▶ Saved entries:
PR #231, opened 2020-02-03
fix exemption message for Non-Transient

sgrg1:
please view the issue 15935 in the system of record.

If Non-Transient is selected, then the ‘From’ and ‘To’ date range must be at least 90 consecutive days regardless of type of return (Monthly/Quarterly) or month range of return (e.g., Jan-Mar 2019), i.e., any 90 day or greater range is acceptable. 
 

Also, the word “from” in the Non-Transient description should be changed to “for”.

### DIFF
--- a/src/common/DatesUtilities.js
+++ b/src/common/DatesUtilities.js
@@ -105,7 +105,7 @@ const GetMaxExemptionEndDate = (monthlyData = []) => {
   return endOfMonth(new Date(year, month - 1, 1));
 };
 const IsDateInRange = (fromDate, toDate) =>
-  differenceInDays(toDate, fromDate) >= 90 ? true : false;
+  differenceInDays(toDate, fromDate) >= 90;
 
 export {
   DefaultDateFormat,
--- a/src/common/DatesUtilities.js
+++ b/src/common/DatesUtilities.js
@@ -104,6 +104,22 @@ const GetMaxExemptionEndDate = (monthlyData = []) => {
   const { month, year } = monthlyData.filter(hasExemption).pop();
   return endOfMonth(new Date(year, month - 1, 1));
 };
+const isDateInRange = (fromDate, toDate) => {
+  var one_day = 1000 * 60 * 60 * 24;
+
+  // Convert both dates to milliseconds
+  var date1_ms = fromDate.getTime();
+  var date2_ms = toDate.getTime();
+
+  // Calculate the difference in milliseconds
+  var difference_ms = date2_ms - date1_ms;
+
+  // Convert back to days and return
+  let totalDays = Math.round(difference_ms / one_day);
+
+  let isDaysValid = totalDays >= 90 ? true : false;
+  return isDaysValid;
+};
 
 export {
   DefaultDateFormat,
@@ -112,5 +128,6 @@ export {
   GetDueDateStatus,
   GetFormatedDateTime,
   GetMinExemptionStartDate,
-  GetMaxExemptionEndDate
+  GetMaxExemptionEndDate,
+  isDateInRange
 };
--- a/src/common/DatesUtilities.js
+++ b/src/common/DatesUtilities.js
@@ -104,7 +104,7 @@ const GetMaxExemptionEndDate = (monthlyData = []) => {
   const { month, year } = monthlyData.filter(hasExemption).pop();
   return endOfMonth(new Date(year, month - 1, 1));
 };
-const IsDateInRange = (fromDate, toDate) =>
+const IsDateRangeAtLeast90Days = (fromDate, toDate) =>
   differenceInDays(toDate, fromDate) >= 90;
 
 export {
@@ -115,5 +115,5 @@ export {
   GetFormatedDateTime,
   GetMinExemptionStartDate,
   GetMaxExemptionEndDate,
-  IsDateInRange
+  IsDateRangeAtLeast90Days
 };
--- a/src/common/DatesUtilities.js
+++ b/src/common/DatesUtilities.js
@@ -104,22 +104,8 @@ const GetMaxExemptionEndDate = (monthlyData = []) => {
   const { month, year } = monthlyData.filter(hasExemption).pop();
   return endOfMonth(new Date(year, month - 1, 1));
 };
-const isDateInRange = (fromDate, toDate) => {
-  var one_day = 1000 * 60 * 60 * 24;
-
-  // Convert both dates to milliseconds
-  var date1_ms = fromDate.getTime();
-  var date2_ms = toDate.getTime();
-
-  // Calculate the difference in milliseconds
-  var difference_ms = date2_ms - date1_ms;
-
-  // Convert back to days and return
-  let totalDays = Math.round(difference_ms / one_day);
-
-  let isDaysValid = totalDays >= 90 ? true : false;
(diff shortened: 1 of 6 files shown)


src/common/DatesUtilities.js
```diff
@@ -104,6 +104,22 @@ const GetMaxExemptionEndDate = (monthlyData = []) => {
   const { month, year } = monthlyData.filter(hasExemption).pop();
   return endOfMonth(new Date(year, month - 1, 1));
 };
+const isDateInRange = (fromDate, toDate) => {
```
martypowell: All exporeted modules should be PascalCase so this should be `IsDateInRange` (this will break the tests, so theyll need to be updated there)

Using dateFns you can simplify this function to:

```js
const isDateInRange = (fromDate, toDate) => differenceInDays(toDate, fromDate) >= 90
```
Typically if we have any date logic, try to use date-fns first.

There is one thing that I think is misleading. There is nothing in this function name that says anything about the 90 days.

I would recommend naming this function something like `IsDateRangeAtLeast90Days`. It's a bit wordy, but someone will know exactly what it's doing.

src/common/ExemptionUtilities.js
```diff
@@ -4,7 +4,7 @@
  */
 const GetExemptionFormErrors = exemption => {
   const activeFormErrors = [];
-  const { fromDate, toDate, type } = exemption;
+  const { fromDate, toDate, type, isDaysValid } = exemption;
```
martypowell: i would consider making this key `isDateRangeAtLeast90days`

martypowell: I would recommend this change throughout the other files.

src/components/formik/ExemptionSelector.jsx
```diff
@@ -60,19 +63,36 @@ const ExemptionSelector = props => {
     }
   };
 
+  const checkNonTransientDateCondition = (type, fromDate, toDate) => {
```
martypowell: this can be simplified to:

```js
const checkNonTransientDateCondition = (type, fromDate, toDate) =>
  type === 1 && fromDate && toDate
        ? isDateInRange(fromDate, toDate)
        : false
```

src/components/formik/ExemptionSelector.jsx
```diff
@@ -60,19 +63,36 @@ const ExemptionSelector = props => {
...
+    let isDaysValid = false;
+    isDaysValid =
+      type === 1 && fromDate && toDate
```
martypowell: what does type === 1  mean?

sgrg1: value of the first radio button "Non-Trasient"

martypowell: I think you have to get exemption types by 

```js
const nonTransientExemptionType = exemptionTypes.find(x => x.Description === "Non-Transient");
type === nonTransientExemptionType.Id
```

This ensures if the database values change for id, that we will still get the right match. Feel free to simplify this logic, this is just to get you in the right direction.

src/common/DatesUtilities.js
sgrg1: done

src/common/ExemptionUtilities.js
sgrg1: done

src/components/formik/ExemptionSelector.jsx
sgrg1: done

src/common/DatesUtilities.js
```diff
@@ -104,6 +104,8 @@ const GetMaxExemptionEndDate = (monthlyData = []) => {
   const { month, year } = monthlyData.filter(hasExemption).pop();
   return endOfMonth(new Date(year, month - 1, 1));
 };
+const IsDateInRange = (fromDate, toDate) =>
+  differenceInDays(toDate, fromDate) >= 90 ? true : false;
```
martypowell: This does not require a tenary operarator

```js
differenceInDays(toDate, fromDate) >= 90 ? true : false;
```

The result of this function is a boolean for example:

```js
2 > 1 
```
will always return true, just as

```js
1 > 2
```

will always return false

therefor the ` true : false` is redundant

so this can beccome

```js
differenceInDays(toDate, fromDate) >= 90
```

src/common/DatesUtilities.js
martypowell: @sgrg1 looks like you didn't update the function name to `IsDateRangeAtLeast90Days`. Note this will also break the added tests, all you will need to do is adjust the names inside the dateutility tests.

src/components/formik/ExemptionSelector.jsx
sgrg1: done

src/common/DatesUtilities.js
sgrg1: got it . modified

src/common/DatesUtilities.js
sgrg1: done

src/components/formik/ExemptionSelector.jsx
```diff
@@ -60,19 +65,40 @@ const ExemptionSelector = props => {
     }
   };
 
+  const checkNonTransientDateCondition = (type, fromDate, toDate) =>
+    type === nonTransientExemptionType.Id && fromDate && toDate
+      ? IsDateRangeAtLeast90Days(fromDate, toDate)
+      : false;
+
   const handleExemptionTypeChange = ({ type, label }) => {
+    let { fromDate, toDate } = exemption;
```
martypowell: not blocking, is there a reason you are using let here instead of `const` ?

src/components/formik/ExemptionSelector.jsx
```diff
@@ -60,19 +65,40 @@ const ExemptionSelector = props => {
...
+    );
     setExemption({
       ...exemption,
-      ...{ type, label }
+      ...{ type, label, isDateRangeAtLeast90days }
     });
   };
 
   const handleExemptionDateChange = ({ fromDate, toDate }) => {
+    let isDateRangeAtLeast90days = true;
```
martypowell: not blocikning but this coudl be simplified to

```js
const type = Object.values(exemption).length > 0 ? exemption.type : undefined;
const isDateRangeAtLeast90days = !type || checkNonTransientDateCondition(type, fromDate, toDate);
setExemption(...
```

what this says is if type is not defined, set isDateRangeAtLeast90days to true, otherwise get the Boolean value from the check function.

I would also consider this logic

```js
const type = Object.values(exemption).length > 0 ? exemption.type : undefined;
```

to be

```js
const type = Object.values(exemption).length > 0 ? exemption.type : null;
```

On the surface this may not seem like a big deal but I tend to agree with this [answer](https://stackoverflow.com/a/6604783/1143670) on stack overflow, and another good [description](https://stackoverflow.com/a/37980662/1143670). In this case, this is an intentional absence of a value.

src/components/formik/ExemptionSelector.jsx
sgrg1: done

src/components/formik/ExemptionSelector.jsx
sgrg1: done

▶ Prompt:
Please report every line among the entries that includes "totalDays".

▶ Response to this task:
+  let totalDays = Math.round(difference_ms / one_day);
+  let isDaysValid = totalDays >= 90 ? true : false;
-  let totalDays = Math.round(difference_ms / one_day);
-  let isDaysValid = totalDays >= 90 ? true : false;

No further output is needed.